HEATHER MAC DONALD: Back to Bedlam.

Chicago had a harbinger of its current depolicing situation in 2012. Chicago police superintendent Garry McCarthy had disbanded a city-wide, anti-gang task force that advocates had criticized for allegedly making too many stops in minority neighborhoods. Homicides soared, ultimately reaching 500 that year. South Side residents begged for the reconstitution of the task force and the resumption of stops. “We have had enough,” the grandmother of a murder victim told the Telegraph, afraid to give her name for fear of retribution. “The older folks are terrified. We need the police to crack down on them. Responsibly yes, but forcefully.” A local city councilman, Willie Cochran, said that his constituents “wanted a more aggressive force engaging these terrorists on the streets.” His community was “ready to stand by the police” in the face of complaints about “racial profiling,” Cochran added.
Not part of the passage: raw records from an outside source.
PR #376, opened 2021-12-12
fix a resizing issue that's been annoying me for a while

Lyxal:


cgccuser:
Not working for me, the code box is always about 2 lines tall, and once I have enough letters to reach the second line, there's a scroll bar, but the box doesn't resize.

cgccuser (approved):
Feels weird to have this heuristic-y thing, but it does work better than what we have currently so 👍.

PyGamer0 (approved):
idk js but looks fine

razetime (approved):

static/main.js
```diff
@@ -262,8 +262,9 @@ function initCodeMirror() {
         dummy.value = elem.doc.getValue()
         elem.setSize(
             null,
-            Math.max(dummy.scrollHeight - 5, elem.getTextArea().dataset.baseHeight || 27)
```
pxeger, line 265: does this mean the `dummy` element is no longer needed at all?

pxeger (changes requested):

static/main.js
Lyxal: No. It's still needed to set the other styles of the codemirror boxes.

PR #391, opened 2021-12-14
Update docs for `İ` and make the implementations of ẋ and İ good.

Lyxal:


razetime (approved):

vyxal/elements.py
```diff
@@ -2835,8 +2842,10 @@ def repeat(lhs, rhs, ctx):
         @lazylist
         def gen():
             prev = value
+            val = value
```
pxeger, line 2845: Why are there variables called `val` and `value`? Could they be called something more descriptive please?

vyxal/elements.py
```diff
@@ -2835,8 +2842,10 @@ def repeat(lhs, rhs, ctx):
...
             while True:
-                val = safe_apply(function, value, ctx=ctx)
+                val = safe_apply(function, val, ctx=ctx)
+                print(val)
```
pxeger, line 2848: Please avoid leaving `print`s lying around

pxeger (changes requested):

vyxal/elements.py
Lyxal: Good catch - I missed that bit of debugging last night.

vyxal/elements.py
```diff
@@ -1478,18 +1478,25 @@ def index_indices_or_cycle(lhs, rhs, ctx):
     (any, fun) -> Repeatedly apply b to a until cycle is formed, then
```
cgccuser, line 1478: Llooks like `İ` has retained the same behavior despite the change in docs, but if you're updating elements.yaml, it'd be good to change this too, for consistency.

vyxal/elements.py
Lyxal: This has been clarified. Thank you for noticing this. :)

cgccuser (changes requested):

cgccuser (approved):

pxeger (approved):

PR #276, opened 2023-08-07
fix: Replace broken generateKey with fast-json-stable-stringify for pseudo props

### LINKED ISSUE #246: Style cache is broken for pseudo props
Using stricter TypeScript typing and type-aware ESLint rule has revealed that style cache stringify logic has a bug, which is accidentally converting object into `[object Object]` string.

See https://github.com/poteboy/kuma-ui/pull/233#discussion_r1278577782 for more details.

We need to either fix the logic or we should rely on well tested libraries such as [fast-json-stable-stringify](https://www.npmjs.com/package/fast-json-stable-stringify)

naruaway:
Closes #246 

## Problem

In short, Kuma UI's pseudo props support is basically broken.

Before this PR,  `generateKey` was generating something like `_hover:[object Object]|p:2`. After this PR, it uses `fast-json-stable-stringify` and it generates `{"_hover":{"color":"red"},"p":2}`, which includes nested values.
This is critical when using pseudo props. Because of this, when using pseudo props, most of the time styling was broken since actual values of pseudo stlying is not taken into account when taking a hash for style caching.

I used the following example to confirm the bug:
```tsx
import { Input } from "@kuma-ui/core";

function Demo() {
  return (
    <>
      <Input m={2} _valid={{ bgColor: 'red' }} />
      <Input m={2} _valid={{ bgColor: 'blue' }} />
    </>
  );
}
```
### Before this PR
before

Both input elements are red and "bgColor: blue" is completely ignored

### After this PR
after

Colors are expected

## Solution

Use `fast-json-stable-stringify` instead of using our own implementation of generateKey.

Note that this logic can be hot execution path when Kuma UI fails to extract static styles.
For example, emotion is tying to optimize [the whole "serialize styles" thing](https://github.com/emotion-js/emotion/blob/f3b268f7c52103979402da919c9c0dd3f9e0e189/packages/serialize/src/index.js#L310-L388) and in my experience of using Emotion in large scale website, this was a heavy bottleneck. We might want to revisit this choice in the future but we should fix a bug first.

## The choice of fast-json-stable-stringify

I ran [this benchmark](https://github.com/epoberezkin/fast-json-stable-stringify#benchmark) in my MacBook:
```
fast-json-stable-stringify x 61,432 ops/sec ±0.20% (101 runs sampled)
json-stable-stringify x 48,248 ops/sec ±0.12% (97 runs sampled)
fast-stable-stringify x 65,665 ops/sec ±0.10% (97 runs sampled)
faster-stable-stringify x 55,941 ops/sec ±1.77% (96 runs sampled)
The fastest is fast-stable-stringify
```

For now I would choose "fast-json-stable-stringify" for since I found it's used in [`@jest/transform`](https://github.com/facebook/jest/blob/0fd5b1c37555f485c56a6ad2d6b010a72204f9f6/packages/jest-transform/src/ScriptTransformer.ts#L14-L14).
Also note that this relies on the fact **Kuma UI never relies on prop ordering even for nested cases**.

### DIFF
--- a/packages/core/src/components/Box/react/utils.ts
+++ b/packages/core/src/components/Box/react/utils.ts
@@ -1,5 +1,6 @@
 import { isStyledProp, isPseudoProps, StyleGenerator } from "@kuma-ui/system";
 import { BoxProps } from "./types";
+import { stableStringify } from "../../../utils/stableStringify";
 
 function isDynamicProp(key: string) {
   if (isStyledProp(key) || isPseudoProps(key) || key === "variant") {
@@ -41,23 +42,9 @@ const styleCache: {
   [key: string]: { className: string; css: string } | undefined;
 } = {};
 
-/**
- * Generates a unique key for props, aiding cache efficiency.
- * Incurs O(n log n) cost due to sorting, but it's acceptable given the
- * expensive nature of StyleGenerator's internals.
- */
-// eslint-disable-next-line @typescript-eslint/no-explicit-any -- FIXME
-function generateKey(props: Record<string, any>) {
-  return Object.entries(props)
-    .filter(([, value]) => value !== undefined)
-    .sort((a, b) => a[0].localeCompare(b[0]))
-    .map(([key, value]) => `${key}:${value}`)
-    .join("|");
-}
-
 // eslint-disable-next-line @typescript-eslint/no-explicit-any -- FIXME
 export function getCachedStyle(dynamicProps: Record<string, any>) {
-  const key = generateKey(dynamicProps);
+  const key = stableStringify(dynamicProps);
   let generatedStyle = styleCache[key];
   // If the result isn't in the cache, generate it and save it to the cache
   if (!generatedStyle) {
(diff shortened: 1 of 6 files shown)


naruaway:
Closes #246

packages/core/src/components/Box/react/utils.ts
```diff
@@ -41,23 +42,9 @@ const styleCache: {
...
-    .filter(([, value]) => value !== undefined)
-    .sort((a, b) => a[0].localeCompare(b[0]))
-    .map(([key, value]) => `${key}:${value}`)
-    .join("|");
-}
-
 // eslint-disable-next-line @typescript-eslint/no-explicit-any -- FIXME
 export function getCachedStyle(dynamicProps: Record<string, any>) {
-  const key = generateKey(dynamicProps);
+  const key = stableStringify(dynamicProps);
```
naruaway, line 47: Note: I am not sure whether it is intentional to have style cache logic in this file as well

naruaway:
Discussed with the core maintainers, we decided to vendor fast-json-stable-stringify in the codebase to avoid adding new package dependency.
Since we need it for two different packages, for now we duplicate the implementation with code comment. In the future we should come up with a way to share intenal utils across packages without exposing them to end users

McCarthy reconstituted the unit in 2013 and the shooting epidemic cooled. (This connection between depolicing and crime has been repeatedly confirmed empirically, most recently in a study of Justice Department police consent decrees.)

The activists’ standard charge against cops in the post-Ferguson era is that they are peevishly refusing to do their jobs in childish protest against mere “public scrutiny.” This anodyne formulation whitewashes what has been going on in the streets as a result of the sometimes-violent agitation against them. Cops are routinely cursed and screamed at; sometimes bottles and rocks are thrown. “In my 19 years in law enforcement, I haven’t seen this kind of hatred toward the police,” a Chicago cop who works on the South Side tells me.

Read the whole thing. But it shouldn’t surprise anyone that a return to ’70s-style policing and attitudes towards law enforcement would bring a return of ’70s violence.